Evolution and DocumentationPosted on November 15th, 2009 2 comments
Since about the age of nineteen I’ve prided myself on keeping memoirs of my life. I’m twenty five now so that is a few solid years of documentation. Depending on how my life is going I’ll make anywhere from 2 – 5 entries per year. When I was in college most of my entries were done around Christmas time while I was home from school and feeling the most reflective. Now I find that entries take place when I have been faced with some life altering realizations or some sort of trauma. The memoirs are a glorified high school girls’ diary. I can boohoo, curse, dream and fantasize about everything and anything. Last night I was making an entry (last one was in May of this year) and I found myself flipping back through time.
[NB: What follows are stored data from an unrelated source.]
PR #688, opened 2021-10-09
feat(documents)!: update pipelines request/response [skip-ci]

andersfylling:
BREAKING CHANGE: pipeline config now takes an array of strings for field mappings and the metadata in document source

https://cognitedata.atlassian.net/browse/SBS-4181

### DIFF
--- a/packages/playground/src/types.ts
+++ b/packages/playground/src/types.ts
@@ -254,19 +254,19 @@ export interface SensitivityMatcher {
 }
 
 export interface DocumentsFieldMappings {
-  title?: string[];
-  author?: string[];
-  mimeType?: string[];
-  type?: string[];
+  title?: string | string[];
+  author?: string | string[];
+  mimeType?: string | string[];
+  type?: string | string[];
   labelsExternalIds?: string[];
   sourceFile?: DocumentsSourceFile;
 }
 
 export interface DocumentsSourceFile {
-  name?: string[];
-  directory?: string[];
-  content?: string[];
-  metadata?: StringToStringArrayMap;
+  name?: string | string[];
+  directory?: string | string[];
+  content?: string | string[];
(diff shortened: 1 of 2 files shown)


packages/playground/src/types.ts
```diff
@@ -255,23 +250,23 @@ export interface SensitivityMatcher {
...
 
 export interface DocumentsFieldMappings {
-  title?: string;
-  author?: string;
-  mimeType?: string;
-  type?: string;
+  title?: string | string[];
+  author?: string | string[];
+  mimeType?: string | string[];
+  type?: string | string[];
```
arnels: The API will always return `string[]`, but support both `string` and `string[]` in requests. The API supports both on request to be backwards compatible, but we want to phase out the `string` option. So, can they be only `string[]` here?

packages/playground/src/types.ts
```diff
@@ -255,23 +250,23 @@ export interface SensitivityMatcher {
...
 
 export interface DocumentsSourceFile {
-  name?: string;
-  directory?: string;
-  content?: string;
-  metadata?: StringToStringMap;
+  name?: string | string[];
+  directory?: string | string[];
+  content?: string | string[];
+  metadata?: StringToStringMap | StringToStringArrayMap;
```
arnels: The same goes here

packages/playground/src/types.ts
andersfylling: oh yeah

andersfylling:
@arnels given this is a breaking change i also pushed in the missing "set" field for pipelines config update. I know this is messy, but I hope this will keep the version history a bit cleaner.

Edit: seems this should not be part of a breaking change PR at all. the update method is in need of a patch.

arnels (approved):

PR #689, opened 2021-10-09
feat(documents): add classifier endpoints

andersfylling:
https://cognitedata.atlassian.net/browse/SBS-4176


packages/playground/src/__tests__/api/documentsApi.uint.spec.ts
```diff
@@ -745,4 +745,50 @@ describe('Documents unit test', () => {
...
+          items: [{ name: 'test' }],
+        });
+      const resp = await client.documents.classifiers.create([
+        { name: 'test' },
+      ]);
+      expect(resp[0].name).toEqual('test');
+    });
+    test('list by ids', async () => {
+      nock(mockBaseUrl)
+        .post(new RegExp('/documents/classifiers'), {
```
henrist: I think it should have `/byids` at the end here? https://docs.cognite.com/api/playground/#operation/documentsListClassifiersByids

If I understand https://github.com/nock/nock#specifying-path correctly I also think this RegExp pattern both matches `/documents/classifiers` as well as `/documents/classifiers/byds`. I'd recommend only using RegExp pattern where it makes sense to do so, so keeping a plain string in this case.

packages/playground/src/types.ts
```diff
@@ -75,6 +75,27 @@ export interface DocumentsSourceFileFilter {
   size?: Range<number>;
 }
 
+export interface ClassifierName {
+  name?: string;
```
henrist, line 79: Is there a reason we keep these as optional? I assume not sending the name would make the request fail when validated at the API.

For some reason I see that [the spec](https://storage.googleapis.com/cognitedata-api-docs/dist/playground.json) has not marked it as required, but actually have marked it as an enum only accepting `Document classifier` as value, so that's likely a bug. (See DocumentsClassifierCreate schema.)

queCognite: Classifier name when creating a classifier is optional. It has a default value if the name is not set.
Yes, the spec is wrong here. `Document classifier` should be default value instead of `enum`. I will fix it.

packages/playground/src/__tests__/api/documentsApi.uint.spec.ts
andersfylling: good catch!

packages/playground/src/__tests__/api/documentsApi.uint.spec.ts
```diff
@@ -5,6 +5,8 @@ import CogniteClientPlayground from '../../cogniteClientPlayground';
 import { setupMockableClient } from '../testUtils';
 import { mockBaseUrl, project } from '@cognite/sdk-core/src/testUtils';
 
+const baseURL = mockBaseUrl + `/api/playground/projects/${project}`;
```
henrist: Very nit as I know we are not consistent on this matter, and this is not important at all in a test like this, but I always prefer to keep only first char capitalized when there are acronyms in use. URL => Url

packages/playground/src/__tests__/api/documentsApi.uint.spec.ts
```diff
@@ -745,4 +747,50 @@ describe('Documents unit test', () => {
...
+        })
+        .once()
+        .reply(200, {
+          items: [{ id: 1 }, { id: 2 }, { id: 3 }],
+        });
+      const resp = await client.documents.classifiers.listByIds(
+        [1, 2, 3],
+        true
+      );
+      expect(resp.items[0].id).toEqual(1);
```
henrist, line 793: nit: Does the ordering even matter on the response, which is actually tested here (picking first item)? I'd think what you  _want_ to expect is that the collection contains the element, not its position.

packages/playground/src/api/documents/classifiersApi.ts
```diff
@@ -0,0 +1,50 @@
...
+
+  public delete = (ids: InternalId[], ignoreUnknownIds: boolean = false) => {
+    return this.deleteEndpoint(ids, {
+      ignoreUnknownIds,
+    });
+  };
+
+  private async classifiersListByIds<ResponseType>(
+    ids: CogniteInternalId[],
+    ignoreUnknownIds?: boolean
```
henrist: nit: this is actually never undefined. Couldn't it be easier to just inline this method anyways?

packages/playground/src/types.ts
```diff
@@ -75,6 +75,27 @@ export interface DocumentsSourceFileFilter {
...
+  active?: boolean;
+  metrics: ClassifierMetrics;
+}
+
+export interface ClassifierMetrics {
+  precision?: number;
+  recall?: number;
+  f1Score?: number;
+  confusionMatrix: number[][];
+  labels: string[];
```
henrist: I'm confused why some of these are optional while others are not. They seem all optional according to the spec: https://github.com/cognitedata/service-contracts/blob/b36b07a61e23021b0d2a00f2e883cefbf407ba88/versions/playground/documents.yml#L1765-L1787

packages/playground/src/types.ts
```diff
@@ -75,6 +75,27 @@ export interface DocumentsSourceFileFilter {
...
+  name?: string;
+}
+
+export interface Classifier extends ClassifierName {
+  id: CogniteInternalId;
+  projectId?: number;
+  createdAt?: number;
+  status?: string;
+  active?: boolean;
+  metrics: ClassifierMetrics;
```
henrist: This should also be optional?

packages/playground/src/__tests__/api/documentsApi.uint.spec.ts
andersfylling: response order is required by the api design doc: https://github.com/cognitedata/service-contracts/blob/master/design_guide/API_design_guide.md#multi-get

packages/playground/src/api/documents/classifiersApi.ts
andersfylling: It's just to keep the code consistent with the rest of the SDK. You'll see that the public methods/endpoints are at the top of the resource class, and implementations in the bottom.

packages/playground/src/types.ts
andersfylling: There might have been some updates to the open api spec. Updated!

packages/playground/src/types.ts
andersfylling: updated!

packages/playground/src/__tests__/api/documentsApi.uint.spec.ts
andersfylling: updated!

packages/playground/src/__tests__/api/documentsApi.uint.spec.ts
henrist: Aha, I see.

So what does the ignoreUnknownIds actually do? According to your link, if some IDs are not found, it's not clear if it should have a partial response (null elements?) (but it then requires it to be http 400 error) or no response at all.

Should there be a test that covers the case where an ID is missing?

andersfylling: We might do tests for it in our service, but not in the sdk as we only want to provide a correct skeleton for end users to build queries and handle responses.

I haven't seen anything in the guideline whether or not the missing objects should be added as empty structs or removed all together from the response. Current implementation on our end simply do not include objects for unknown ids. So the response list length may be less than the request list length.

I believe this is the same behavior as the files api.

henrist: But I guess the SDK should be clear for how this works? E.g. how does the SDK handle the scenario where we get a 400 partial response - are we unable to read out the contents that might be present? (I'm not sure how it works, so not sure which cases we have.)

andersfylling: I believe that when using ignoreUnknownIds we will get a 200 response, instead of a 4xx.

The way you read data when the response is not a 2xx in the js sdk is by looking up the cached responses, as these are stored in a ever growing map:
image


The way to do that is:
```ts
client.getMetadata(response)
```

henrist (approved):
So this is outside the scope of this PR, but looking at the implementation of that byids endpoint it actually does not follow the requirements of the API design guide. It does not hold the guarantee that elements have the same position when ignore is set to true. The implementation also does not return elements in the same order.

I'd love to see both that solved and also this SDK to be more clear about the behaviour, since it's a bit magical now for those who uses the SDK.

packages/playground/src/__tests__/api/documentsApi.uint.spec.ts
andersfylling: The SDK should mirror the cognite api docs perfectly, so any concerns and questions can we checked there. 

Though I am ofcourse open to suggestions on how the SDK can document this in an intuitive manner.

henrist: Aha, I see. Thanks for letting me know!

The beauty of the memoirs is that I place no rules on them. Some of the text is just blind jibberish where I could not be bothered with corrections at that time. Essentially I have been able to capture a snap shot of my mind during some of the most important events in my life. Reading back I started to notice there was no pattern. It is as though each entry was written by a completely different person. If it wasn’t for the consistency and actual follow up to previous entries you would think it was some sort of anthology where every author just tore a page out of their own personal journals.
I’ve always been on the quest you see. The quest for complete self definition. Consistency in this pursuit is evident at the root of every action, relationship, conversation and intellectual pursuit I’ve ever undertaken. I will only do things in life where the reward for failure is equal to the reward of success. Chew on that carefully.
My memoirs tell me that I’m always changing. Five years is beyond habitual abuse or even addiction to change; it is now a part of who you are. I think there is only one thing to do and that is to embrace it. Be comfortable with who you are today and be prepared to meet the new you tomorrow. We are all suffering from the exact same mild case of personality alzheimers.